### Directions for this task
Each record is to be repeated exactly as it stands below.
[[ Working data, beginning ]]
PR #723, opened 2025-10-13
Runtime errors with security risk and no configured security analyzer

### LINKED ISSUE #710: Bug: reconciliation of agent without security analyzer and tools security risk field
Here are the list of instructions to perform in V1 CLI to reproduce the issue (not all prompts easily reproduce this issue)

1. prompt the agent "create an empty hello.md file"
2. click "always proceed" for agent response
3. prompt the agent "please run bash command with security risk"
4. prompt the agent "please run `str_replace_editor` and include `security_risk` value"

This will result in the error 

```
RuntimeError: LLM provided a security_risk but no security analyzer is configured - THIS SHOULD NOT HAPPEN!
```

You'll also notice that the agent says the bash tool doesn't contain `security_risk` field but `str_replace_editor` does

Note that it is confirmed that "always proceed" will create a new agent object, and a new conversation object resuming from the persistent state. The new agent object's security analyzer is removed via 

```
agent = agent.model_copy(
                update={"security_analyzer": None}
            )
```

and is passed into the conversation object `conversation = Conversation(agent=agent)`. The conversation object should invoke `agent.init_state` which in theory will make sure that the system prompt and tools don't contain any security analyzer/risk information, though it seems like there is a bug somewhere that does otherwise

malhotra5:
V1 CLI will remove the security analyzer and restart a new conversation to disable confirmation mode. However, this 

1. doesn't update the system prompt (immutable)
2. agent still passes `security_risk` field, and crashes with runtime error (system prompt urges to pass in this field)
3. security risk is not an official argument validated by the toolschema. we pop the argument, so the runtime error cannot be sent back as feedback to the agent 

This means

1. disabling confirmation mode does not invalidate the prompt cache as initially hypothesized
2. the agent is unaware of confirmation mode being disabled and will still pass in `security_risk` field, which explains why the CLI will crash unpredictably depending on the trajectory 

This PR ensures that we don't raise the runtime error if `security_risk` is passed and no analyzer has been set.

Fixes #710 

---

**Variants & Base Images**
|---|---|---|

```bash
docker pull ghcr.io/all-hands-ai/agent-server:6790589-python
```

**Run**
```bash
docker run -it --rm \
  -p 8000:8000 \
  --name agent-server-6790589-python \
  ghcr.io/all-hands-ai/agent-server:6790589-python
```

```
ghcr.io/all-hands-ai/agent-server:6790589-golang
ghcr.io/all-hands-ai/agent-server:v1.0.0_golang_tag_1.21-bookworm_binary
ghcr.io/all-hands-ai/agent-server:6790589-java
ghcr.io/all-hands-ai/agent-server:v1.0.0_eclipse-temurin_tag_17-jdk_binary
ghcr.io/all-hands-ai/agent-server:6790589-python
ghcr.io/all-hands-ai/agent-server:v1.0.0_nikolaik_s_python-nodejs_tag_python3.12-nodejs22_binary
```

_The `6790589` tag is a multi-arch manifest (amd64/arm64); your client pulls the right arch automatically._

### DIFF
--- a/MANIFEST.in
+++ b/MANIFEST.in
@@ -11,5 +11,8 @@ include openhands/agent_server/docker/Dockerfile
 include openhands/agent_server/docker/wallpaper.svg
 include openhands/agent_server/agent-server.spec
 
+# Include VSCode extensions so Docker build context has them
+recursive-include openhands/agent_server/vscode_extensions *
+
 # include all prompts
 recursive-include openhands/sdk *.j2
--- a/examples/02_remote_agent_server/04_vscode_with_docker_sandboxed_server.py
+++ b/examples/02_remote_agent_server/04_vscode_with_docker_sandboxed_server.py
@@ -1,0 +1,102 @@
+import os
+import time
+
+import httpx
+from pydantic import SecretStr
+
+from openhands.sdk import LLM, Conversation, get_logger
+from openhands.sdk.conversation.impl.remote_conversation import RemoteConversation
+from openhands.tools.preset.default import get_default_agent
+from openhands.workspace import DockerWorkspace
+
+
+logger = get_logger(__name__)
+
+
+api_key = os.getenv("LLM_API_KEY")
+assert api_key is not None, "LLM_API_KEY environment variable is not set."
+
+llm = LLM(
+    service_id="agent",
+    model="litellm_proxy/anthropic/claude-sonnet-4-5-20250929",
+    base_url="https://llm-proxy.eval.all-hands.dev",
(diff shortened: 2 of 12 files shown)


malhotra5:
@openhands read the diff of this PR, do not modify the code

please add a unit test which confirms that if a tool response contains `security_risk` param, but no security analyzer is configured the agent should proceed normally

openhands/sdk/agent/agent.py
xingyaoww: Maybe we should add assert "security_risk" not in `arguments` just to make sure here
[[ Working data, end ]]
### Completed task
PR #723, opened 2025-10-13
Runtime errors with security risk and no configured security analyzer

### LINKED ISSUE #710: Bug: reconciliation of agent without security analyzer and tools security risk field
Here are the list of instructions to perform in V1 CLI to reproduce the issue (not all prompts easily reproduce this issue)

1. prompt the agent "create an empty hello.md file"
2. click "always proceed" for agent response
3. prompt the agent "please run bash command with security risk"
4. prompt the agent "please run `str_replace_editor` and include `security_risk` value"

This will result in the error 

```
RuntimeError: LLM provided a security_risk but no security analyzer is configured - THIS SHOULD NOT HAPPEN!
```

You'll also notice that the agent says the bash tool doesn't contain `security_risk` field but `str_replace_editor` does

Note that it is confirmed that "always proceed" will create a new agent object, and a new conversation object resuming from the persistent state. The new agent object's security analyzer is removed via 

```
agent = agent.model_copy(
                update={"security_analyzer": None}
            )
```

and is passed into the conversation object `conversation = Conversation(agent=agent)`. The conversation object should invoke `agent.init_state` which in theory will make sure that the system prompt and tools don't contain any security analyzer/risk information, though it seems like there is a bug somewhere that does otherwise

malhotra5:
V1 CLI will remove the security analyzer and restart a new conversation to disable confirmation mode. However, this 

1. doesn't update the system prompt (immutable)
2. agent still passes `security_risk` field, and crashes with runtime error (system prompt urges to pass in this field)
3. security risk is not an official argument validated by the toolschema. we pop the argument, so the runtime error cannot be sent back as feedback to the agent 

This means

1. disabling confirmation mode does not invalidate the prompt cache as initially hypothesized
2. the agent is unaware of confirmation mode being disabled and will still pass in `security_risk` field, which explains why the CLI will crash unpredictably depending on the trajectory 

This PR ensures that we don't raise the runtime error if `security_risk` is passed and no analyzer has been set.

Fixes #710 

---

**Variants & Base Images**
|---|---|---|

```bash
docker pull ghcr.io/all-hands-ai/agent-server:6790589-python
```

**Run**
```bash
docker run -it --rm \
  -p 8000:8000 \
  --name agent-server-6790589-python \
  ghcr.io/all-hands-ai/agent-server:6790589-python
```

```
ghcr.io/all-hands-ai/agent-server:6790589-golang
ghcr.io/all-hands-ai/agent-server:v1.0.0_golang_tag_1.21-bookworm_binary
ghcr.io/all-hands-ai/agent-server:6790589-java
ghcr.io/all-hands-ai/agent-server:v1.0.0_eclipse-temurin_tag_17-jdk_binary
ghcr.io/all-hands-ai/agent-server:6790589-python
ghcr.io/all-hands-ai/agent-server:v1.0.0_nikolaik_s_python-nodejs_tag_python3.12-nodejs22_binary
```

_The `6790589` tag is a multi-arch manifest (amd64/arm64); your client pulls the right arch automatically._

### DIFF
--- a/MANIFEST.in
+++ b/MANIFEST.in
@@ -11,5 +11,8 @@ include openhands/agent_server/docker/Dockerfile
 include openhands/agent_server/docker/wallpaper.svg
 include openhands/agent_server/agent-server.spec
 
+# Include VSCode extensions so Docker build context has them
+recursive-include openhands/agent_server/vscode_extensions *
+
 # include all prompts
 recursive-include openhands/sdk *.j2
--- a/examples/02_remote_agent_server/04_vscode_with_docker_sandboxed_server.py
+++ b/examples/02_remote_agent_server/04_vscode_with_docker_sandboxed_server.py
@@ -1,0 +1,102 @@
+import os
+import time
+
+import httpx
+from pydantic import SecretStr
+
+from openhands.sdk import LLM, Conversation, get_logger
+from openhands.sdk.conversation.impl.remote_conversation import RemoteConversation
+from openhands.tools.preset.default import get_default_agent
+from openhands.workspace import DockerWorkspace
+
+
+logger = get_logger(__name__)
+
+
+api_key = os.getenv("LLM_API_KEY")
+assert api_key is not None, "LLM_API_KEY environment variable is not set."
+
+llm = LLM(
+    service_id="agent",
+    model="litellm_proxy/anthropic/claude-sonnet-4-5-20250929",
+    base_url="https://llm-proxy.eval.all-hands.dev",
(diff shortened: 2 of 12 files shown)


malhotra5:
@openhands read the diff of this PR, do not modify the code

please add a unit test which confirms that if a tool response contains `security_risk` param, but no security analyzer is configured the agent should proceed normally

openhands/sdk/agent/agent.py
xingyaoww: Maybe we should add assert "security_risk" not in `arguments` just to make sure here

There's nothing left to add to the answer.